The hydrogen and mass spectra data of the final product are as follows:¹H NMR(400MHz,CDCl₃),δ7.78(s,1H, ArH),7.61(s,1H,ArH),7.05(t,J＝58.0Hz，1H,CHF₂),6.96(s,1H,NH),3.07(s,3H, CH₃),2.48(s,3H,CH₃).ESI-LCMS,m/z 386.9891[M+H]⁺.

the intermediates and products in the above examples were confirmed by mass spectrometry and hydrogen spectrometry.
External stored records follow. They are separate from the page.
Issue #330, opened 2021-07-20
Use new discord timestamps


DEVTomatoCake:
**Describe the solution you'd like**

Add an option to use the new [discord timestamp formatting](https://c.r74n.com/discord/formatting#Timestamps) in giveaways to display the remaining time.

This would make the message editing every few seconds unused.

Nico105:
You can already add it with the messages object option...

alima566:
Which option would that be? I don't see it anywhere in the link you provided.

Dragonizedpizza:
You could eliminate editing the message entirely with timestamp formatting.

Nico105:
> Which option would that be? I don't see it anywhere in the link you provided.

`<t:${(Date.now() + timeVariable) / 1000}:R>`
You just edit the message...

typhoon11:
> > Which option would that be? I don't see it anywhere in the link you provided.
> 
> `<t:${(Date.now() + timeVariable) / 1000}:R>`
> You just edit the specific message...

Don't forget to add `.toFixed(0)` or else it will give a decimal and then the formatting won't work.

Nico105:
Ah right right, or use math.round()

typhoon11:
But is there a way to stop the embed from editing, because even if I don't enter the `updateCountdownEvery`, it keeps on editing on its default value. So make an option if `updateCountdownEvery` is mentioned 0 it won't edit the embed

Androz2091:
Here is my take on the potential transition to the new Discord timestamps. Even though we won't have as much control over how the date is displayed as we used to (`in 24 hours and 6 minutes` would become `in a day`), I think using them for the next version of `discord-giveaways` would be very interesting.

The benefits are significant : 
* removing all spammy requests to Discord to edit messages
* displaying the end date in the current user's language
* better Discord integration (e.g., getting the full end date by hovering over the timestamp)

I would be curious to have the opinion of owners of bots using the library, feel free to comment.

alima566:
Removing the constant spammy requests to Discord to edit messages is a big plus. Currently removing the `updateCountdownEvery` does not work and still edits the message. Either removing this or setting this to 0, should stop the message from editing.

Also, if we have `lastChance` enabled, it should only edit the message once, once it reaches the threshold we specified.

Nico105:
We just remove the message.edit().
The `updateCountdownEvery` would still be needed, just as `checkGiveawaysEvery`.

Nico105:
[...]

PR #333, opened 2021-07-21
Make an option to assign updateCountdownEvery to zero

typhoon11:
When user's using the timestamp formatting that was introduced by Discord last month, users don't want the embeds to get edited, but looking on the current code it shows that if we don't mention the option `updateCountdownEvery` still it will take the default values and update it every 5 seconds, so I am suggesting this change that will allow user to set the value to 0 so that when the value of that field is zero it won't edit the embed.


Nico105:
You skipped a few thought/code steps but nvm.
I would say we wait for what exactly comes out of #330.

Nico105:
#358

The foregoing is only a preferred embodiment of the present invention, and it should be noted that, for those skilled in the art, various changes and modifications can be made without departing from the inventive concept of the present invention, and these changes and modifications are all within the scope of the present invention.

Claims (3)

1. A preparation method of sulfentrazone through catalytic coupling of a copper reagent is characterized by comprising the following steps:

(1) reacting 2- (2, 4-dichlorophenyl) -4- (difluoromethyl) -2, 4-dihydro-5-methyl-3H-1, 2, 4-triazole-3-ketone with a halogenating reagent to obtain 2- (2, 4-dichloro-5-halogeno benzene) -4- (difluoromethyl) -2, 4-dihydro-5-methyl-3H-1, 2, 4-triazole-3-ketone, namely a compound A;

(2) reacting the compound A with borate under the reaction condition of n-butyllithium or a Grignard reagent to substitute 5-site halogen with boric acid or a borate group to obtain a compound B; the boric acid ester is selected from tributyl borate, triethyl borate, tripropyl borate or triisopropyl borate; the molar ratio of the compound A, n-butyllithium/Grignard reagent and borate is 1: 1.05-1.2: 1.1-2;

(3) the compound B is directly coupled with methanesulfonamide under the catalysis of a copper catalyst to generate sulfentrazone; the molar ratio of the compound B, the copper catalyst and the methanesulfonamide is 1: 0.05-0.20: 1.05 to 1.2;

the molecular sieve is also added in the step (3), and the adding mass of the molecular sieve is 10-100% of the mass of the compound B;

said step (3) further comprises the step of oxidizing the metal reagent to effect cycling of the catalyst metal reagent between different valence states; the steps can adopt stirring in an oxygen atmosphere or TEMPO and alkali for oxidation; the alkali is selected from triethylamine, potassium carbonate or sodium carbonate;

wherein, the X group in the compound A is iodine or bromine; the Y group in the compound B is H or C_1～6An alkyl group;

the reaction formula of the above reaction is as follows:

2. the process for the preparation of sulfentrazone catalytically coupled by a copper reagent according to claim 1, wherein the molar ratio of 2- (2, 4-dichlorophenyl) -4- (difluoromethyl) -2, 4-dihydro-5-methyl-3H-1, 2, 4-triazol-3-one to the halogenating reagent in step (1) is 1: 1 to 3.

3. The method for preparing sulfentrazone through catalytic coupling of a copper reagent according to claim 1, wherein the halogenating reagent in step (1) is selected from NBS (N-bromosuccinimide), CuBr, HBr, Br₂NIS (N-iodosuccinimide), I₂HI or ICl.